14.At the final hearing of this matter before the Court, the applicant appeared in person, and was assisted by an interpreter in the Gujarati language. The applicant wife did not appear. The applicant explained that that she had consented to his representing her at the hearing. Ms N Johnson appeared on behalf of the first respondent.

The Application

15.The grounds in the originating application to the Court assert error on the part of the Tribunal on the following bases:

1)A breach of s.424A of the Act.

2)Error of law and a lack of procedural fairness.

3)A denial of natural justice because the Tribunal was said to have failed to provide the applicant further time to produce “other evidences”.

16.In an amended application, the applicants assert as the grounds of review:

1)That with reference to s.91R, the Tribunal wrongly applied the law to the facts.

2)A breach of s.424A.

3)As best as ground three can be understood, it appears to take issue with what was said to be the Tribunal’s finding that the applicant could relocate to other parts of India, and did not apply the correct test in this regard.

Applicant’s Submissions

17.The applicants have also filed written submissions: “Applicants (sic: Applicants’) Outline of Submissions on 44.12 application”. 

18.At the hearing before the Court, when asked to address the Court, the applicant submitted that “I don’t know anything”.  Despite attempting to assist the applicant in understanding the relevant task for the Court, the applicant’s submission was that his life was at risk in India, and that he could not return, and that there were “lots of problems going on between Hindus and Muslims”. 

19.At the first Court date in this matter on 17 October 2007, the applicant appeared in person, and was assisted by an interpreter in the Gujarati language.  At that time orders were made which included:

“A show cause hearing pursuant to Rule 44.12 Federal Magistrates Court Rules 2001 is hereby dispensed with.”

20.In light of this, the Court sought an explanation from the applicant as to why his written submissions were directed to a “44.12 application”, and argued that the Court should set his matter down for final hearing.  Attempts to explain to the applicant that he indeed had been given the opportunity of a final hearing, did not appear to register with the applicant, who stated that the documents that he had put before the Court were drafted by “a friend of a friend” whom he said was not “a lawyer”.

21.I should just note that the matters asserted, particularly at paragraphs [11] to [16] in the written submissions, directed to the issue that the applicants have “an arguable case”, have regularly been seen by this Court in similar terms.  In any event, to the extent that this document seeks to argue that the Court should provide the applicants with the opportunity of a final hearing, such an opportunity plainly has been provided. 

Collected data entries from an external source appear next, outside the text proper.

Issue #415, opened 2018-03-02
Enable routerLink option to right-click open in new window


Blackbaud-LindseyRix:
### Expected behavior

RouterLinks in Angular aren't treated like hrefs, so we take away the option for a user to right-click open a link in a a new tab/window.

### Actual behavior

If we use stacheRouterLink, or even routerLink, we don't give the user the option to open a link in a new tab/window if they don't want to leave the page they are on. For external links, we can change stacheRouterLink to hrefs, but that still doesn't solve the problem for routerLinks within a site. 

This has been requested by Kim Coughlin, Derek Nichols, and RoxAnna Fuquay. They noted they would like it for action buttons, in addition to links.

Items Requested to have option for open in new window/browser tab:
- `stacheRouterLink`
- Action buttons

We should also add a documentation best practice note to the Tutorial component, that we recommend users enable links to be opened in a new window from a tutorial. When someone is following a tutorial, it is recommended that they give users the option to open in a new window/tab so they don't lose their step in the process.

Blackbaud-TimPepper:
Users should now be able to use the StacheRouterLink with as much functionality as RouterLink, and then some. StacheRouterLink should now be used primarily, instead of RouterLink. 

Functionality includes: ctrl/shift/cmd(meta) + click navigation, and browser right-click context menu options, which were missing previously with StacheRouterLink.

PR #458, opened 2018-05-03
Update stache router link usability

Blackbaud-TimPepper:
https://github.com/blackbaud/stache2/issues/415


Blackbaud-TimPepper:
This PR aims to replace the angular RouterLink directive completely with the StacheRouterLink directive, with all the same functionality, and more. This would allow us to be consistent with which directive we are using. The changes themselves allow the user to right-click to view the browser context window options to open a new tab or window. The user can also ctrl/shift/meta(command for mac)+click to open a new tab or window with the link.

src/app/public/src/modules/nav/nav.component.ts
```diff
@@ -74,7 +76,7 @@ export class StacheNavComponent implements OnInit, StacheNav {
       path = `/${path}`;
     }
 
-    const isActiveParent = (navDepth > 1  && `${activeUrl}/`.indexOf(`${path}/`) === 0);
```
Blackbaud-BrandonJones: good catch!

src/app/public/src/modules/nav/nav.component.ts
```diff
@@ -32,8 +32,10 @@ export class StacheNavComponent implements OnInit, StacheNav {
     return Array.isArray(route.children);
   }
 
-  public navigate(route: any): void {
-    this.navService.navigate(route);
+  public navigate(event: KeyboardEvent, route: any): void {
```
Blackbaud-BrandonJones: is this still necessary if we are using the `StacheLinkDirective` ?

Blackbaud-TimPepper: I'll look into this, but you're probably right.

src/app/public/src/modules/nav/nav.component.html
```diff
@@ -4,10 +4,10 @@
       *ngFor="let route of routes"
       [ngClass]="{'active': route.isActive, 'current': route.isCurrent}">
       <a class="stache-nav-anchor"
-        routerLink="{{route.path}}"
+        stacheRouterLink="{{route.path}}"
         fragment="{{route.fragment}}"
         queryParamsHandling="merge"
-        (click)="navigate(route)">{{route.name}}</a>
+        (click)="navigate($event, route)">{{route.name}}</a>
```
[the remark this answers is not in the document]
Blackbaud-TimPepper: This and the below instance are both necessary because we need to stop the component from navigating to the anchor on the initial page if we open in a new tab/window.

Blackbaud-TimPepper:
Update: This all looks good in IE11

src/app/public/src/modules/link/link.directive.ts
```diff
@@ -1,31 +1,73 @@
...
+
   @HostListener('click', ['$event'])
   public navigate(event: MouseEvent): void {
     event.preventDefault();
-    this.navService.navigate({
-      path: this.stacheRouterLink,
-      fragment: this.fragment
-    });
+    if (event.ctrlKey || event.metaKey || event.shiftKey) {
+      this.windowRef.nativeWindow.open(this.href);
```
Blackbaud-SteveBrush: May want to avoid `open`, see: https://developer.mozilla.org/en-US/docs/Web/API/Window/open#Usability_issues

Blackbaud-SteveBrush: Another thought, the nav service is already checking to see if the `path` is "global"; maybe you could tie into that somehow? https://github.com/blackbaud/stache2/blob/master/src/app/public/src/modules/nav/nav.service.ts#L17

(I created a `stacheRouterLink` on the demo page that pointed to an external URL and it seemed to work.)

Blackbaud-TimPepper: After doing a little bit of research it seems like window.open is really the only way to open a new tab/window in the browser. A lot of the warnings given in the mozilla link are in reference to issues that have since been resolved by native browser functionality, for instance: chrome and IE will automatically open a new tab instead of a browser window when ctrl+clicking. I believe that can be changed in the settings if the user would rather open a window. 

As far as I can tell there are no other alternatives that would provide us with the same level of functionality as the routerLink module. Let me know if you have more insight!

Blackbaud-BrandonJones:
```
  @HostListener('click', ['$event'])
  public navigate(event: MouseEvent): boolean {
    if (event.ctrlKey || event.metaKey || event.shiftKey) {
      return true;
    }

    this.navService.navigate({
      path: this.stacheRouterLink,
      fragment: this.fragment
    });
    return true;
  }
```
If we don't `preventDefault()` and we return true, it seems to allow the browser default actions for the anchor link.  This might let us avoid using `window.open`.  Is there any issue with doing this?  I think that's how Angular is handling it.

https://github.com/angular/angular/blob/5.2.10/packages/router/src/directives/router_link.ts#L217
https://github.com/angular/angular/blob/5.2.10/packages/router/src/directives/router_link.ts#L144

src/app/public/src/modules/nav/nav.component.html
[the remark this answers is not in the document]
Blackbaud-BrandonJones: Not sure I follow.  Removing the click event entirely from this component seems to work fine when opening in a new tab, or window, or clicking directly on the page.  Am I missing something?

src/app/public/src/modules/nav/nav.component.ts
Blackbaud-BrandonJones: Removing the `click` event from the `nav.component.html` this change may not be necessary :)

Blackbaud-TimPepper: We need the event to stop the page from navigating internally when we ctrl+click. Without the event it opens a new tab AND navigates on the current page.

src/app/public/src/modules/link/link.directive.ts
Blackbaud-TimPepper: @Blackbaud-BrandonJones 's approach seems to work. The preventDefault still needs to go outside of the if statement though. It's what is stopping the page from reloading every time you navigate to an in-page link.

src/app/public/src/modules/nav/nav.component.html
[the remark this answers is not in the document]
Blackbaud-TimPepper: We definitely still need the event in the component, but it looks like removing it here still feeds the event to the function, if that's what you mean. I felt that leaving the event made the workflow more readable.

src/app/public/src/modules/link/link.directive.ts
Blackbaud-BrandonJones: I can't seem to reproduce this?  With the return false at the end it won't reload.  Also which link are you clicking on to see this action happen?  TOC or links using the `nav.component` would need to have the `click` event removed from the component, otherwise it causes the reload?

src/app/public/src/modules/link/link.directive.ts
```diff
@@ -1,31 +1,74 @@
...
+
   @HostListener('click', ['$event'])
   public navigate(event: MouseEvent): void {
-    event.preventDefault();
-    this.navService.navigate({
-      path: this.stacheRouterLink,
-      fragment: this.fragment
-    });
+    if (event.ctrlKey || event.metaKey || event.shiftKey) {
+      return;
```
Blackbaud-BrandonJones: I think we want to be explicit and return `true` here so the events continue to propagate. returning undefined can be interpolated as a false value.  Thoughts @Blackbaud-SteveBrush @blackbaud-brandonhare ?

Blackbaud-BrandonJones:
I think this looks good to me @Blackbaud-SteveBrush ? @blackbaud-brandonhare ?

src/app/public/src/modules/link/link.directive.ts
```diff
@@ -1,31 +1,75 @@
-import { Directive, ElementRef, HostListener, Input, Renderer2 } from '@angular/core';
+import { Directive, ElementRef, HostListener, HostBinding, Input, Renderer2, OnChanges, AfterViewInit } from '@angular/core';
```
blackbaud-brandonhare: I'd wrap these.

blackbaud-brandonhare:
Other than wrapping the imports in that one file, this looks good to me.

Ground One – Breach of s.424A of the Act

22.Ground one in the originating application, and the second part of ground one, and ground two in the amended application, assert that the Tribunal breached its obligations pursuant to s.424A(1) of the Act. The application asserts that there was “certain adverse information” which the Tribunal used to affirm the decision under review, and that this should have been disclosed to the applicants pursuant to s.424A(1) of the Act. No particulars are provided as to what this information might be.

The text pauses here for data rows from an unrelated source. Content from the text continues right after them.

PR #460, opened 2018-05-09
Update changelog and version

Blackbaud-TimPepper:


CHANGELOG.md
```diff
@@ -1,3 +1,15 @@
+# 2.7.0 (2018-5-9)
+
+- StacheRouterLink bugfixes [#452](https://github.com/blackbaud/stache2/pull/452)
+  - Fixed issues that stopped the page from navigating if fragment existed on current and other page
```
Blackbaud-BrandonJones: This is more specifically it would not navigate to the fragment on another page, if the current page also contained a fragment with the same name.

PR #462, opened 2018-05-11
using fa icon instead of svg

Blackbaud-BrandonJones:
Builder does not allow libraries to pull in their own assets, so until that gets resolved we are using a font awesome icon.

23.On any plain reading of the material before the Court, I cannot see that the Tribunal breached its obligations pursuant to s.424A(1) of the Act. The applicant gave evidence to the Tribunal at a hearing, which essentially repeated his claims set out in his statement attached to his protection visa application. The evidence given by the applicant at the hearing, even if s.424A(1) was said to be enlivened, plainly falls within the exception contained in s.424A(3)(b) (that is, information provided by the applicant for the purposes of the review) thus relieving the Tribunal of any obligation to write to the applicants, putting any such information to them for comment.

24.I cannot see that s.424A(1) is enlivened in any other way. The Tribunal’s thought processes, what it made of the applicant’s evidence, is not “information” for the purposes of s.424A(1). (See, in particular, SZBYR v Minister for Immigration and Citizenship (2007) 235 ALR 609; [2007] HCA 26 at [17]-[18].)

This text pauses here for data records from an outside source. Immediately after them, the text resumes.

PR #466, opened 2018-05-22
Feature footer component

Blackbaud-BrandonJones:
Proposed/sample style changes to sidebar layout, and footer component.


src/app/public/src/modules/footer/footer.component.ts
```diff
@@ -0,0 +1,30 @@
...
+  styleUrls: ['./footer.component.scss']
+})
+export class StacheFooterComponent implements OnInit {
+  public copyright: string;
+  public siteName: string;
+  public resourceLinks: StacheNavLink[];
+
+  constructor(private configService: StacheConfigService) { }
+
+  ngOnInit() {
```
Blackbaud-TimPepper: Need an access modifier here

Blackbaud-BrandonJones: Yeah for sure, the code in this PR is not ready for review, it's mostly non functional at the moment anyway.  This was just to make the branch/style changes easier to see to get feedback. :) Thanks and good catch though!

blackbaud-brandonhare:
I like where this is going. Makes better use of the available space. I would say I think I would like it better if the footer went all the way across the bottom of the page, but that's just my opinion.

Blackbaud-BrandonJones:
This mimics the sidebar pattern angular uses
https://angular.io/docs
The footer going the full page width causes a lot of issues because of our affixed sidebar.

blackbaud-brandonhare:
Yeah, it's more of an opinion from me, so take it with a grain of salt. But they have the sidebar on every page. How will that translate to all of the different patterns in Stache?

Blackbaud-BrandonJones:
to clarify: The footer content and code itself is not set or finished by any means yet.  It's simply holding space.  This PR at the moment is just to display the proposed sidebar changes.

blackbaud-brandonhare:
I like where the sidebar is going then. We can shelve my footer comments until later. :)

Blackbaud-BrandonJones:
```
RE: Yeah, it's more of an opinion from me, so take it with a grain of salt. But they have the sidebar on every page. How will that translate to all of the different patterns in Stache?
```
It spans the entire page content area as expected.  You can see a demo of this on the tutorial 2 page under Demos.

Blackbaud-TimPepper:
I think the issue with Affix is purely an Affix issue, to that point. If there's an issue with how it behaves we shouldn't let it get in the way of us making a quality footer that we can be proud of. We should probably put an issue in to look in to why it's behaving undesirably and fix it so it doesn't hang us up on layout updates in the future.

blackbaud-brandonhare:
Yeah, the footer content jumps depending on what type of page you are on. I think it would be less impactful if you either had a consistent footer throughout OR if you centered the content. But I would prefer the consistent footer personally.

Blackbaud-TimPepper:
`Re: It spans the entire page content area as expected. You can see a demo of this on the tutorial 2 page under Demos.`

That looks good. If we flattened and centered the content it would probably be really nice

Blackbaud-TimPepper:
What if we did something like this: 

image

image

Not saying it looks better or worse, but just a suggestion.

Also, I like that the content in your example is justified to the center of the footer area, but the text itself needs to be formatted in a different way I think.

Blackbaud-LindseyRix:
Is there no way on the sidebar layout to have the footer be full page width so it's always consistent at the bottom of the page? Also, have we found any other sites that provide a best practice model for these?

Blackbaud-BrandonJones:
The footer is full page, the sidebar just sits over the top of it. This is being modeled from Angular's docs, and next phase will to make that sidebar collapsible.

25.This ground does not succeed.

Ground Two – Error of Law and Denial of Procedural Fairness

26.Ground two in the originating application asserts, without any particularity whatsoever, that the Tribunal made an error of law and asserts a lack of procedural fairness.

27.This is a case to which s.422B of the Act applies making the matters set out in Division 4 of Part 7 of the Act the exhaustive statement of the natural justice hearing rule (absent bias) (Minister for Immigration and Multicultural Affairs v Lay Lat (2006) 151 FCR 214; [2006] FCAFC 61 at [59]-[67], SZCIJ v Minister for Immigration and Multicultural Affairs [2006] FCAFC 62 at [8], SZFDE v Minister for Immigration and Citizenship (2007) 237 ALR 64; [2007] HCA 35 at [48]).

28.In this regard, relevantly, I note that no breach of s.424A occurred, and further, bearing in mind the obligations set out in s.425, both applicants were invited to a hearing before the Tribunal. There is nothing before the Court to show that the Tribunal failed to comply with its relevant statutory obligations (ss.425, 425A, 426 and reg.4.35D the Migration Regulations 1994 (Cth) (“the Regulations”).

29.Only the applicant husband chose to attend, and he was given the opportunity of giving his evidence.  Following the delegate’s decision, the applicants could have been left in no doubt that the issue relevant to the disposition of their application before the delegate was that the claims did not reveal the necessary Convention nexus such that Australia’s protection obligations would be engaged.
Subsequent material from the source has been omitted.